(Dataset entries)
═══
PR #8552, opened 2023-11-30
Audio: up_down_mixer: move up_down_mixer header files to module folder

btian1:
This is a clean up, purpose is de-cluster headers, toml files,
Readme.md etc per module basis, since today everything is scattered
in current code base.

### DIFF
--- a/src/audio/up_down_mixer/up_down_mixer.c
+++ b/src/audio/up_down_mixer/up_down_mixer.c
@@ -5,8 +5,6 @@
 // Author: Bartosz Kokoszko <bartoszx.kokoszko@intel.com>
 // Author: Adrian Bonislawski <adrian.bonislawski@intel.com>
 
-#include <sof/audio/coefficients/up_down_mixer/up_down_mixer.h>
-#include <sof/audio/up_down_mixer/up_down_mixer.h>
 #include <sof/audio/buffer.h>
 #include <sof/audio/format.h>
 #include <sof/audio/module_adapter/module/generic.h>
@@ -27,6 +25,9 @@
 #include <errno.h>
 #include <stddef.h>
 #include <stdint.h>
+
+#include "up_down_mixer_coef.h"
+#include "up_down_mixer.h"
 
 LOG_MODULE_REGISTER(up_down_mixer, CONFIG_SOF_LOG_LEVEL);
 
--- a/src/audio/up_down_mixer/up_down_mixer.h
+++ b/src/audio/up_down_mixer/up_down_mixer.h
@@ -12,11 +12,12 @@
 #include <sof/audio/ipc-config.h>
 #include <sof/common.h>
 #include <ipc/stream.h>
-#include <ipc4/up_down_mixer.h>
 #include <ipc4/module.h>
 #include <ipc4/base-config.h>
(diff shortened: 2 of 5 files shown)


RanderWang (commented):
Can you explain why we need to do it ? Thanks!

src/audio/up_down_mixer/coef/up_down_mixer.h
```diff
@@ -5,7 +5,7 @@
 // Author: Bartosz Kokoszko <bartoszx.kokoszko@intel.com>
 // Author: Adrian Bonislawski <adrian.bonislawski@intel.com>
 
-#include <ipc4/up_down_mixer.h>
+#include "../up_down_mixer_ipc4.h"
```
lyakh, line 8: can we just name this file "coef.h" and place it at the same level?

btian1: this is not coef header, coef header put it to coef/up_down_mixer.h
this header have definition:
ipc4_up_down_mixer_module_cfg

btian1:
> Can you explain why we need to do it ? Thanks!

purpose is all module content in the same folder: header/source/kconfig/CMakeList, etc, this is part of our Q4 OKR.

src/audio/up_down_mixer/coef/up_down_mixer.h
lyakh: yes, I mean the coefficient header, i.e. the file, which is being patched here, not the one, included by this instruction, sorry for the confusion

btian1: Do you mean change coef/up_down_mixer.h --> up_down_mixer_coef.h ?

btian1: it is not coef.h, it is in coef folder with name up_down_mixer.h. 
downmix only have one header file, however, for src/asrc, we have hundred of header files, change file name is huge cost.
how about keep it with coef/up_down_mixer.h?

lyakh: > it is not coef.h, it is in coef folder with name up_down_mixer.h. downmix only have one header file, however, for src/asrc, we have hundred of header files, change file name is huge cost. how about keep it with coef/up_down_mixer.h?

@btian1 I know that your current version calls it "coef/up_down_mixer.h" and that's what I'm proposing to change for two reasons: (1) two files with the same name in adjacent directories look confusing, (2) no need to create an additional directory level just for one file. So, originally I proposed to just do
```
git mv coef/up_down_mixer.h coef.h
```
to which you proposed to call it up_down_mixer_coef.h instead which is also fine with me, but not using the same name as in your current version.

btian1: ok, use up_down_mixer_coef.h is better since coef.h is too common for file name.

lgirdwood (approved):

kv2019i:
@btian1 Build errors in CI, please check, e.g https://github.com/thesofproject/sof/actions/runs/7086932318/job/19286139196?pr=8552

lyakh (approved):

PR #8554, opened 2023-11-30
Add Loadable smart amp support

RanderWang:


lmdk/include/adsp_stddef.h
```diff
@@ -0,0 +1,108 @@
+// SPDX-License-Identifier: BSD-3-Clause
+//
+// Copyright(c) 2021 Intel Corporation. All rights reserved.
+
+
+#ifndef _ADSP_STDDEF_H_
+#define _ADSP_STDDEF_H_
```
kv2019i, line 7: @RanderWang Why do we need to copy headers? It seems in this example copying headers is not needed -> https://github.com/thesofproject/sof/pull/8546

I thought now that we have headers in separate module folder, we no longer needed this. And 8546 seems to show this is now needed.

Something I'm missing?

softwarecki (changes requested):
I would mention that all these modifications in `module_adapter` are unnecessary. Native loadable modules should not use the `module_adapter`. @pjdobrowolski is working on the necessary fix in `lib_manager`, until then I'm using this workaround https://github.com/softwarecki/sof/commit/26f4b475d30c81477ad8b4eadf29abc48ab1e31e

lmdk/include/adsp_stddef.h
RanderWang: o, I did part time work on loadable smart amp long time ago and am out of date. Let me check the latest status

RanderWang:
The smart amp is still using input output stream buffer so we have such issue. Now plan to first convert stream buffer to sink|source buffer.

lyakh:
> I would mention that all these modifications in `module_adapter` are unnecessary. Native loadable modules should not use the `module_adapter`. @pjdobrowolski is working on the necessary fix in `lib_manager`, until then I'm using this workaround [softwarecki@26f4b47](https://github.com/softwarecki/sof/commit/26f4b475d30c81477ad8b4eadf29abc48ab1e31e)

@softwarecki you probably mean "shouldn't use modules.c," not use the module adapter, because the module adapter is an essential API that cannot be dropped. As for the modules.c wrapping - removing it would be good, yes. Looking forward to it!

PR #8555, opened 2023-11-30
[cavs2.5-001] waves: store config blob in a cache in waves.c

barry-waves:
Store/apply config blob in a cache to avoid that
cfg.data will be released after prepare.


johnylin76 (approved):
@mwasko commit cherry-picked from main https://github.com/thesofproject/sof/pull/8448

PR #8534, opened 2023-11-27
cache handling in volume - address #6285

lyakh:
clarify IPC-version specific processing paths and remove a redundant cache invalidation. This should resolve #6285

PR #8560, opened 2023-11-30
[SKIP SOF-TEST] .github/tools.tml: add build of SOF ALSA plugin

marc-hb:
2 commits


kv2019i (approved):
Thanks @marc-hb , this is great! This is a very different type of build, so without a CI job, this is bound to get broken.

ranj063 (approved):

marc-hb:
> Thanks @marc-hb , this is great! This is a very different type of build, so without a CI job, this is bound to get broken.

And to prove yourself right you merged @lyakh's  #8534 at the same time which _did_ immediately break this build :-D

Longer story and longer confusion (sorry) in #8538

cc: @ranj063

marc-hb:
Oh and now I just saw that you did guess that right and shared it!
- https://github.com/thesofproject/sof/pull/8518#issuecomment-1838089696

Way too many notifications from Github, impossible to cope. I especially tend to ignore the ones with a "topology" title.

PR #8561, opened 2023-12-01
base_fw: add DMI_FORCE_L1_EXIT FW config (depends on Zephyr 66042)

fkwasowi:
Add new parameter for SW to force DMI L1 exit on IPC request.
Associated with: https://github.com/zephyrproject-rtos/zephyr/pull/66042

Separating two new functions force and allow l1 to have the current state with separated functions in the power manager so that SOF can call these functions via IPC DMI_FORCE_L1_EXIT. DMA sometimes slows down and does not perform, therefore the workaround is to switch off l1. Change related to the addition of a new parameter to force DMI L1 exit on IPC request.

### DIFF
--- a/src/audio/base_fw.c
+++ b/src/audio/base_fw.c
@@ -13,6 +13,9 @@
 #include <sof/lib/cpu.h>
 #include <rtos/init.h>
 #include <platform/lib/clk.h>
+#if defined(CONFIG_SOC_SERIES_INTEL_ACE)
+#include <intel_adsp_hda.h>
+#endif
 
 #if CONFIG_ACE_V1X_ART_COUNTER || CONFIG_ACE_V1X_RTC_COUNTER
 #include <zephyr/device.h>
@@ -391,6 +394,42 @@ static int basefw_power_state_info_get(uint32_t *data_offset, char *data)
 	return 0;
 }
 
+static int fw_config_set_force_l1_exit(const struct sof_tlv *tlv)
+{
+#if defined(CONFIG_SOC_SERIES_INTEL_ACE)
+	const uint32_t force = tlv->value[0];
+
+	if (force) {
+		tr_info(&basefw_comp_tr, "FW config set force dmi l0 state");
+		intel_adsp_force_dmi_l0_state();
+	} else {
+		tr_info(&basefw_comp_tr, "FW config set allow dmi l1 state");
+		intel_adsp_allow_dmi_l1_state();
+	}
+
+	return 0;
+#else
+	return IPC4_UNAVAILABLE;
+#endif
+}
+
+static int basefw_set_fw_config(bool first_block,
+				bool last_block,
+				uint32_t data_offset,
+				const char *data)
+{
+	const struct sof_tlv *tlv = (const struct sof_tlv *)data;
+
+	switch (tlv->type) {
+	case IPC4_DMI_FORCE_L1_EXIT:
+		return fw_config_set_force_l1_exit(tlv);
+	default:
+		break;
+	}
+	tr_warn(&basefw_comp_tr, "returning success for Set FW_CONFIG without handling it");
+	return 0;
+}
+
 static int basefw_get_large_config(struct comp_dev *dev,
 				   uint32_t param_id,
 				   bool first_block,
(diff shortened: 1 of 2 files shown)


src/audio/base_fw.c
```diff
@@ -391,6 +392,35 @@ static int basefw_power_state_info_get(uint32_t *data_offset, char *data)
...
+static int basefw_set_fw_config(bool first_block,
+				bool last_block,
+				uint32_t data_offset,
+				const char *data)
+{
+	const struct sof_tlv *tlv = (const struct sof_tlv *)data;
+
+	switch (tlv->type) {
+	case IPC4_DMI_FORCE_L1_EXIT:
+		return fw_config_set_force_l1_exit(tlv);
```
plbossart, line 416: It wouldn't hurt to describe when host software is supposed to send this. My understanding of L1 is that this is a link/DMA state that has very large impacts on platform power consumption - or rather than staying in L0 can be problematic.

To the best of my knowledge this isn't supported today in the Linux driver.

@kv2019i is this on your radar?

lgirdwood: @fkwasowi can you add an entry into the logs when host enables/disables this features to help anyone debugging FW issues.

fkwasowi: I added log info and a more complete description of the PR change.

plbossart (approved):

lgirdwood (approved):
@fkwasowi pls ping once Zephyr side merged and then we can merge here..

iganakov (approved):
Looks good to me

kv2019i (changes requested):
I'm afraid we have multiple build errors for "lnl" and "tgl". We need a fixup to Zephyr upstream, it seems the L1_EXIT define is not available for lnl and for "tgl" inclusion of adsp_shim.h is causing problems.

src/audio/base_fw.c
```diff
@@ -13,6 +13,7 @@
 #include <sof/lib/cpu.h>
 #include <rtos/init.h>
 #include <platform/lib/clk.h>
+#include <intel_adsp_hda.h>
```
kv2019i, line 16: This is problematic. This file is not Intel specific so any Intel-specifc code and headers need to be ifdeffed (ideally put to a different file, but that is a bigger reworked and not needed now). But to not break builds, thi needs ifdef guards.

src/audio/base_fw.c
```diff
@@ -391,6 +392,38 @@ static int basefw_power_state_info_get(uint32_t *data_offset, char *data)
 	return 0;
 }
 
+static int fw_config_set_force_l1_exit(const struct sof_tlv *tlv)
+{
+	const uint32_t force = tlv->value[0];
+
+	if (force) {
+		tr_info(&basefw_comp_tr, "FW config set force dmi l0 state");
+		intel_adsp_force_dmi_l0_state();
```
kv2019i, line 401: You need to change the order of the two git commits. I.e. the west update needs to be first, and this commit needs to be second. Otherwise this breaks git-bisect. I.e. if somebody checks out the tree between your commits (which can happen in git-bisect), the tree cannot be build as intel_adsp_force_dmi_l0_state() is not defined).

kv2019i (changes requested):
Zephyr PR is now good and lnl compiles but still some issues on the SOF side changes, please see inline (and CI results).

kv2019i:
@fkwasowi The tgl/tgl-h still seems to fail, can you check:
https://github.com/thesofproject/sof/actions/runs/7245402754/job/19736029658?pr=8561

src/audio/base_fw.c
```diff
@@ -391,6 +394,42 @@ static int basefw_power_state_info_get(uint32_t *data_offset, char *data)
 	return 0;
 }
 
+static int fw_config_set_force_l1_exit(const struct sof_tlv *tlv)
+{
+	const uint32_t force = tlv->value[0];
+
+	if (force) {
+		tr_info(&basefw_comp_tr, "FW config set force dmi l0 state");
+#if defined(CONFIG_SOC_SERIES_INTEL_ACE)
```
kv2019i, line 403: Not sure what to return if the functionality is not available. Alternatively you could #ifdef the whole funciton body and at the end:

```
#if defined(CONFIG_SOC_SERIES_INTEL_ACE)
const uint32_t force = ..
...
#else
return IPC4_UNAVAILABLE;
#endif
```

kv2019i (approved):
Code looks good now. One suggestion about how to handle platforms that do not support this feature. I wonder if return an error would be more future-proof, but this is not blocking issue to me.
═══
### ACTION ITEM
Output, please, only the lines running from the start of the entries through the line that contains "this header have", including both of those lines.

### ANSWER SPACE
PR #8552, opened 2023-11-30
Audio: up_down_mixer: move up_down_mixer header files to module folder

btian1:
This is a clean up, purpose is de-cluster headers, toml files,
Readme.md etc per module basis, since today everything is scattered
in current code base.

### DIFF
--- a/src/audio/up_down_mixer/up_down_mixer.c
+++ b/src/audio/up_down_mixer/up_down_mixer.c
@@ -5,8 +5,6 @@
 // Author: Bartosz Kokoszko <bartoszx.kokoszko@intel.com>
 // Author: Adrian Bonislawski <adrian.bonislawski@intel.com>
 
-#include <sof/audio/coefficients/up_down_mixer/up_down_mixer.h>
-#include <sof/audio/up_down_mixer/up_down_mixer.h>
 #include <sof/audio/buffer.h>
 #include <sof/audio/format.h>
 #include <sof/audio/module_adapter/module/generic.h>
@@ -27,6 +25,9 @@
 #include <errno.h>
 #include <stddef.h>
 #include <stdint.h>
+
+#include "up_down_mixer_coef.h"
+#include "up_down_mixer.h"
 
 LOG_MODULE_REGISTER(up_down_mixer, CONFIG_SOF_LOG_LEVEL);
 
--- a/src/audio/up_down_mixer/up_down_mixer.h
+++ b/src/audio/up_down_mixer/up_down_mixer.h
@@ -12,11 +12,12 @@
 #include <sof/audio/ipc-config.h>
 #include <sof/common.h>
 #include <ipc/stream.h>
-#include <ipc4/up_down_mixer.h>
 #include <ipc4/module.h>
 #include <ipc4/base-config.h>
(diff shortened: 2 of 5 files shown)


RanderWang (commented):
Can you explain why we need to do it ? Thanks!

src/audio/up_down_mixer/coef/up_down_mixer.h
```diff
@@ -5,7 +5,7 @@
 // Author: Bartosz Kokoszko <bartoszx.kokoszko@intel.com>
 // Author: Adrian Bonislawski <adrian.bonislawski@intel.com>
 
-#include <ipc4/up_down_mixer.h>
+#include "../up_down_mixer_ipc4.h"
```
lyakh, line 8: can we just name this file "coef.h" and place it at the same level?

btian1: this is not coef header, coef header put it to coef/up_down_mixer.h
this header have definition:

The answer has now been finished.